Mais j'imagine davantage un rachat du secteur "énergies", qui représente 70% des activités d'Alstom. C'est celui qui génère le plus de bénéfice structurel et possède une bonne perspective de développement. Il faut tout de même rester prudent car s'il a une bonne position sur les centrales à gaz, il pourrait y avoir un problème au niveau de l'activité nucléaire. En effet, Alstom est l'un des premiers fournisseurs d'Areva pour la construction de centrales nucléaires, alors que GE est lui aussi déjà engagé sur des technologies similaires avec d'autres groupes, notamment au Japon.

Mais cette acquisition par GE pourrait rendre Alstom plus fort…

L'énorme avantage c'est que General Electric est l'un des plus gros groupes industriels au monde en termes de trésorerie, de production et de présence sur le globe.
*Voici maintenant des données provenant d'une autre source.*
PR #14529, opened 2023-11-29
Add a test for issue 12773

### LINKED ISSUE #12773: [BUG] can't merge dask-cudf dataframes when index is non-numeric?
**Describe the bug**

Consider
```python
import cudf
import dask_cudf as dd

df1 = cudf.DataFrame({"a": ["a", "b"], "b": [1, 2]})
df2 = cudf.DataFrame({"a": ["a", "c"], "b": [2, 3]})

ddf1 = dd.from_cudf(df1, npartitions=2).set_index("a")
ddf2 = dd.from_cudf(df2, npartitions=2).set_index("a")

union = ddf1.merge(ddf2, left_index=True, right_index=True, how="left").compute()
```

This produces

```pytb
File ~/cudf/python/cudf/cudf/core/column/string.py:5475, in StringColumn.as_numerical_column(self, dtype, **kwargs)
   5473 elif out_dtype.kind == "f":
   5474     if not libstrings.is_float(string_col).all():
-> 5475         raise ValueError(
   5476             "Could not convert strings to float "
   5477             "type due to presence of non-floating values."
   5478         )
   5480 result_col = _str_to_numeric_typecast_functions[out_dtype](string_col)
   5481 return result_col

ValueError: Could not convert strings to float type due to presence of
non-floating values.
```

This should work. I think something strange is going on, effectively
the error occurs because dask is trying to do

```python
df3 = df1.set_index("a")

df4 = df3.assign(foo=cudf.Series([1, 2]))
```

And this fails because the assignment column doesn't have the same
index as the dataframe.

Whose bug is this? Everything "works" with pandas-backed dataframes.

vyasr:
## Description

Closes #12773.

## Checklist


vyasr:
CC @wence-

galipremsagar (approved):

python/dask_cudf/dask_cudf/tests/test_join.py
```diff
@@ -359,3 +359,14 @@ def test_single_partition():
...
+
+def test_issue_12773():
+    # https://github.com/rapidsai/cudf/issues/12773
+    df1 = cudf.DataFrame({"a": ["a", "b"], "b": [1, 2]})
+    df2 = cudf.DataFrame({"a": ["a", "c"], "b": [2, 3]})
+
+    ddf1 = dgd.from_cudf(df1, npartitions=2).set_index("a")
+    ddf2 = dgd.from_cudf(df2, npartitions=2).set_index("a")
+
+    ddf1.merge(ddf2, left_index=True, right_index=True, how="left").compute()
```
wence-, line 372: Can we check for correctness please?

wence- (changes requested):
Thanks! Would prefer to check the output value as well.

python/dask_cudf/dask_cudf/tests/test_join.py
vyasr: Yup, done. Sorry for the delay.

wence- (approved):
Thanks!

Alstom en sortirait renforcé sur certains marchés, comme celui des turbines où il est en concurrence avec l'allemand Siemens.
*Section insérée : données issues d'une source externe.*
PR #14534, opened 2023-11-30
Eagerly populate the class dict for cudf.pandas proxy types

shwina:
Rather than dynamically looking up class attributes (and methods), this PR makes it so that we eagerly populate the class with all known methods and attributes (by inspecting the "slow" class).

This solves a number of problems:

- it makes `getattr` trivially inexpensive (no dynamic `__getattr__` for each attribute access)
- it ensures the _same_ object is returned every time you do, e.g., `DataFrame.max`
- it makes tab completion fast because the attributes don't have to be computed each time
- it no longer exposes attributes that are specific to cuDF - for example `Series.list`
- it allows subclassing of proxy types to work better. For example, derived types can now call `super().` to access attributes of base types


python/cudf/cudf/pandas/fast_slow_proxy.py
```diff
@@ -466,15 +436,6 @@ def __dir__(self):
         except AttributeError:
             return type.__dir__(self)
 
-    def __getattr__(self, name: str) -> Any:
```
shwina, line 469: Note - there's no longer dynamic attribute lookup via `__getattr__`.

python/cudf/cudf/pandas/_wrappers/pandas.py
```diff
@@ -93,14 +93,16 @@ class _AccessorAttr:
     """
 
     def __init__(self, typ):
-        self.__typ = typ
+        self._typ = typ
+
+    def __set_name__(self, owner, name):
```
bdice, line 98: TIL a new part of the descriptors object model!

https://docs.python.org/3/howto/descriptor.html#closing-thoughts

python/cudf/cudf/pandas/fast_slow_proxy.py
```diff
@@ -857,17 +775,141 @@ class _FunctionProxy(_CallableProxyMixin):
...
+        fast: Callable | _Unusable,
+        slow: Callable,
+        *,
+        assigned=None,
+        updated=None,
+    ):
         self._fsproxy_fast = fast
         self._fsproxy_slow = slow
-        functools.update_wrapper(self, slow)
+        assigned = (
```
bdice, line 788: These just reassign None when the value is None, but in a slightly nonobvious way. Let’s simplify to
```python
if assigned is None:
    assigned = functools.WRAPPER_ASSIGNMENTS
```
and similarly for `updated`.

python/cudf/cudf/pandas/fast_slow_proxy.py
```diff
@@ -857,17 +775,141 @@ class _FunctionProxy(_CallableProxyMixin):
...
+            fast,
+            slow,
+            updated=functools.WRAPPER_UPDATES,
+            assigned=(
+                tuple(filter(lambda x: x != "__name__", _WRAPPER_ASSIGNMENTS))
+            ),
+        )
+
+    def __dir__(self):
+        return self._fsproxy_slow.__dir__()
```
bdice, line 895: Generally use the “normal” ways of accessing the object model even if it’s a part of defining the object model. Same for things like `__hash__` and `__eq__` and `__repr__`. (If that makes sense…)
```suggestion
        return dir(self._fsproxy_slow)
```

bdice (approved):

python/cudf/cudf/pandas/fast_slow_proxy.py
```diff
@@ -217,6 +220,14 @@ def _fsproxy_state(self) -> _State:
         elif v is not _DELETE:
             cls_dict[k] = v
 
+    for slow_name in dir(slow_type):
+        if slow_name in cls_dict or slow_name.startswith("__"):
```
mroeschke, line 224: For arithmetic dunder methods like `__add__`, wouldn't we want to create a `_FastSlowAttribute` for that?

shwina: So those are defined in the base class `_FastSlowProxy` now concretely (so it's already in the class dictionary).

shwina:
> Generally looks good to me. Any impact on performance or the pass rate of the pandas test suite?

w.r.t benchmarks (and assuming we can unblock them) - would an improvement (or at least no degradation) in the time it takes to run the pandas unit tests be a good benchmark? (@bdice)

python/cudf/cudf/pandas/_wrappers/pandas.py
```diff
@@ -744,7 +749,7 @@ def _get_eval_locals_and_globals(level, local_dict=None, global_dict=None):
     return local_dict, global_dict
 
 
-@register_proxy_func(pd.eval)
+@register_proxy_func(pd.core.computation.eval.eval)
```
mroeschke, line 752: Curious, does this _need_ to be the exact location of `eval` instead of using the public `pd.eval`?

Similar to the register functions below e.g. `pd.api.extensions.register_dataframe_accessor`?

shwina: I think that used to be the case when we first wrote it, but no longer so

mroeschke: Ah OK. Would be nice if this could be avoided but not a big deal

galipremsagar:
@vyasr It looks like there are hangs, I'm currently debugging them locally. The run is currently taking more than 2 hours. I'll push the changes to this PR once I have them ready.

vyasr:
Got it, thanks for the update @galipremsagar! I was clearing out my backlog and thought this PR might be ready.

python/cudf/cudf/pandas/fast_slow_proxy.py
```diff
@@ -546,140 +517,283 @@ def __dir__(self):
...
             return
-        return _FastSlowAttribute("__setattr__").__get__(self)(name, value)
+        return _FastSlowAttribute("__setattr__").__get__(self, type(self))(
+            name, value
+        )
 
     def __add__(self, other):
-        return _fast_slow_function_call(operator.add, self, other)[0]
+        return _fast_slow_function_call(
+            lambda x, y: x.__add__(y)
```
wence-, line 530: *question*: these changes are because `operator.add` might do `y.__radd__(x)`, which we don't want?

python/cudf/cudf/pandas/fast_slow_proxy.py
```diff
@@ -855,17 +969,170 @@ class _FunctionProxy(_CallableProxyMixin):
...
+                fast_attr = getattr(
+                    owner._fsproxy_fast, self._name, _Unusable()
+                )
+
+            # if self._name in {"_data", "_mask", "storage", "css", "ctx"}:
+            #     return _maybe_wrap_result(
+            #             getattr(instance._fsproxy_slow, self._name),
+            #             None,  # type: ignore
+            #         )
+            # else:
```
wence-, line 1060: Debugging?

python/cudf/cudf/pandas/fast_slow_proxy.py
```diff
@@ -855,17 +969,170 @@ class _FunctionProxy(_CallableProxyMixin):
...
+            try:
+                slow_attr = getattr(owner._fsproxy_slow, self._name)
+                # if is_bound_method(slow_attr) and instance is not None:
+                #     slow_attr = getattr(slow_attr, "__func__", slow_attr)
```
wence-, line 1064: Debugging?

wence- (commented):
*question*: It seems like this branch is also pulling in a bunch of unrelated (?) changes in cudf-proper. Is that deliberate in the sense these are bug-fixes for issues that are exposed by these changes?

galipremsagar:
> _question_: It seems like this branch is also pulling in a bunch of unrelated (?) changes in cudf-proper. Is that deliberate in the sense these are bug-fixes for issues that are exposed by these changes?

Yes, those are all the bug-fixes for the issues that are exposed by these changes, failures can be found here: https://github.com/rapidsai/cudf/actions/runs/8916717301/attempts/2#summary-24512387065

wence-:
> > _question_: It seems like this branch is also pulling in a bunch of unrelated (?) changes in cudf-proper. Is that deliberate in the sense these are bug-fixes for issues that are exposed by these changes?
> 
> Yes, those are all the bug-fixes for the issues that are exposed by these changes, failures can be found here: https://github.com/rapidsai/cudf/actions/runs/8916717301/attempts/2#summary-24512387065
> 
> The initial set of changes caused 12% drop in pass-rate, with the current bug fixes we are down to 2% decrease (still WIP)

Aha, thanks!

python/cudf/cudf/pandas/_wrappers/pandas.py
```diff
@@ -1171,6 +1187,135 @@ def _df_query_method(self, *args, local_dict=None, global_dict=None, **kwargs):
...
+    "GoodFriday",
+    _Unusable,
+    pd_GoodFriday,
+    fast_to_slow=_Unusable(),
+    slow_to_fast=_Unusable(),
+    additional_attributes={"__hash__": _FastSlowAttribute("__hash__")},
+)
+
+EasterMonday = make_final_proxy_type(
+    "GoodFriday",
```
wence-, line 1310:
```suggestion
    "EasterMonday",
```

python/cudf/cudf/pandas/fast_slow_proxy.py
galipremsagar: Yes, I forked out these changes to a separate PR: https://github.com/rapidsai/cudf/pull/15684

ci/cudf_pandas_scripts/pandas-tests/run.sh
```diff
@@ -22,6 +22,7 @@ bash python/cudf/cudf/pandas/scripts/run-pandas-tests.sh \
   -n 10 \
   --tb=no \
   -m "not slow" \
+  --durations=0 \
```
galipremsagar, line 25:
```suggestion
```

galipremsagar (approved):

galipremsagar:
@wence- I've reverted the vast majority of the changes I made to this PR and this is now ready for review. Since I've made a couple of minor fixes to this pr I'd like to get it reviewed by someone other than me before merging.

python/cudf/cudf/pandas/fast_slow_proxy.py
galipremsagar: I'm not sure why, but using `dir` instead of `.__dir__()` is causing 500 more failures consistently, in the interest of time I haven't dug into those failures.

python/cudf/cudf/pandas/fast_slow_proxy.py
```diff
@@ -790,17 +717,162 @@ class _FunctionProxy(_CallableProxyMixin):
...
+
+class _FastSlowAttribute:
     """
-    Methods of fast-slow proxies are of type _MethodProxy.
+    A descriptor type used to define attributes of fast-slow proxies.
     """
 
+    _attr: Any
+
+    def __init__(self, name: str, private=False):
```
mroeschke, line 785:
```suggestion
    def __init__(self, name: str, *, private: bool = False):
```

Would be nice to make `private` keyword only

python/cudf/cudf/pandas/_wrappers/numpy.py
```diff
@@ -122,6 +123,7 @@ def wrap_ndarray(cls, arr: cupy.ndarray | numpy.ndarray, constructor):
         "__iter__": custom_iter,
         # Special wrapping to handle scalar values
         "_fsproxy_wrap": classmethod(wrap_ndarray),
+        "base": _FastSlowAttribute("base", True),
```
mroeschke, line 126:
```suggestion
        "base": _FastSlowAttribute("base", private=True),
```

python/cudf/cudf/pandas/fast_slow_proxy.py
galipremsagar: Done 👍

python/cudf/cudf/pandas/fast_slow_proxy.py
```diff
@@ -790,17 +717,162 @@ class _FunctionProxy(_CallableProxyMixin):
...
+                    owner._fsproxy_fast, self._name, _Unusable()
+                )
+
+            try:
+                slow_attr = getattr(owner._fsproxy_slow, self._name)
+            except AttributeError as e:
+                if instance is not None:
+                    return _maybe_wrap_result(
+                        getattr(instance._fsproxy_slow, self._name),
+                        None,  # type: ignore
```
mroeschke, line 809: Would be good to adjust the `func` typing in _maybe_wrap_result as `func: Callable | None` and raise an exception in `is_final_type` and `is_intermediate_type` branches `if func is None`

python/cudf/cudf/pandas/_wrappers/pandas.py
```diff
@@ -273,6 +277,9 @@ def Index__new__(cls, *args, **kwargs):
         "__new__": Index__new__,
         "_constructor": _FastSlowAttribute("_constructor"),
         "__array_ufunc__": _FastSlowAttribute("__array_ufunc__"),
+        "_accessors": set(),
+        "_data": _FastSlowAttribute("_data", private=True),
```
mroeschke, line 281: So these attributes we are wanting the fast path to have a chance to evaluate and not automatically be `_Unusable()`?

galipremsagar: yes

python/cudf/cudf/pandas/scripts/run-pandas-tests.sh
```diff
@@ -138,7 +138,7 @@ and not test_eof_states"
 # TODO: Remove "not db" once a postgres & mysql container is set up on the CI
 PANDAS_CI="1" timeout 30m python -m pytest -p cudf.pandas \
     -v -m "not single_cpu and not db" \
-    -k "$TEST_THAT_NEED_MOTO_SERVER and $TEST_THAT_CRASH_PYTEST_WORKERS" \
+    -k "$TEST_THAT_NEED_MOTO_SERVER and $TEST_THAT_CRASH_PYTEST_WORKERS and not test_groupby_raises_category_on_category and not test_constructor_no_pandas_array and not test_is_monotonic_na and not test_index_contains and not test_index_contains and not test_frame_op_subclass_nonclass_constructor and not test_round_trip_current" \
```
mroeschke, line 141: So these are still confirmed failing with now eagerly populating the class dict?

python/cudf/cudf/pandas/_wrappers/pandas.py
mroeschke: Ah so in this case since it's `private` we won't try to operate on e.g. `cudf.Index._data` which is a `ColumnAccessor` and instead reach for `cudf.Index._data` which is a numpy ndarray which we can wrap.

This part of the eager population I'm not too thrilled about. These private variables are not guaranteed to be stable. It would be nice if any slow attribute was attempted to return a proxy object so we didn't have to specify attributes like this but I suppose that can be looked at in a follow up

python/cudf/cudf/pandas/scripts/run-pandas-tests.sh
galipremsagar: yes, some of these segfaults and a few take quite a long time. The plan is to tackle each of them separately as follow-ups.

python/cudf/cudf/pandas/_wrappers/pandas.py
galipremsagar: Yeah, there are still such cases we can address in follow-ups. At this point the scope of this PR has kept on expanding, that's why I haven't addressed additional issues in this PR.

mroeschke (approved):
My typing request and concern about having to define private attributes in our proxies can be addressed in a follow up

python/cudf/cudf/pandas/fast_slow_proxy.py
galipremsagar: This doesn't seem to be straight-forward, while testing this change I noticed `4k` additional failures. Maybe we can revisit this in another PR.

Justement, une telle opération ne serait-elle pas un nouvel exemple de l'incapacité de l'Union européenne à faire émerger des géants européens, capables de s'imposer à l'échelle mondiale ?

Certes, mais on touche ici à des questions de fierté nationale et de rivalités entre voisins. D'autant que les métiers d'Alstom et de Siemens se ressemblent. Le fait qu'ils ne soient pas complémentaires risquerait, à mon sens, de créer des doublons dans les technologies.
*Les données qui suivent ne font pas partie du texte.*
PR #14535, opened 2023-11-30
Move non-templated inline function definitions from table_view.hpp to table_view.cpp

### LINKED ISSUE #14431: Move non-templated inline function definitions from `table_view.hpp` to source file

Y-a-t-il un quelconque lien avec l'échec du rachat de SFR par Bouygues, qui a finalement été remporté par Numericable ?

Bouygues étant l'actionnaire principal d'Alstom, on ne peut pas exclure que ces manœuvres de rapprochements soient le résultat indirect de la non-acquisition de SFR [pour lequel Bouygues a proposé 15 milliards d'euros en cash. NDLR]. Bouygues a montré qu'il souhaitait réorienter sa stratégie.

Dès ce matin, Manuel Valls indiquait « suivre le dossier avec attention ». Le gouvernement français, qui se montre très interventionniste, pourrait-il s'immiscer dans une telle opération et la politiser ?

Il y a en effet un risque de veto important de la part de l'État pour deux raisons. D'abord parce qu'Alstom a été « sauvé » par Nicolas Sarkozy en 2004 qui a favorisé une augmentation de son capital. Ce renflouement a été une opération salutaire pour le groupe, d'autant que l'État s'est ensuite désengagé. Alstom lui est donc un peu redevable, même si l'État n'est plus aux manettes.

Et puis il y a la charge symbolique que représente l'entreprise Alstom. Elle a fabriqué le train le plus rapide du monde et l'a exporté partout. C'est une fierté française. Si on annonce que la technologie du TGV va passer sous pavillon étranger, cela va créer une réaction épidermique. Alstom n'est pas un groupe comme les autres.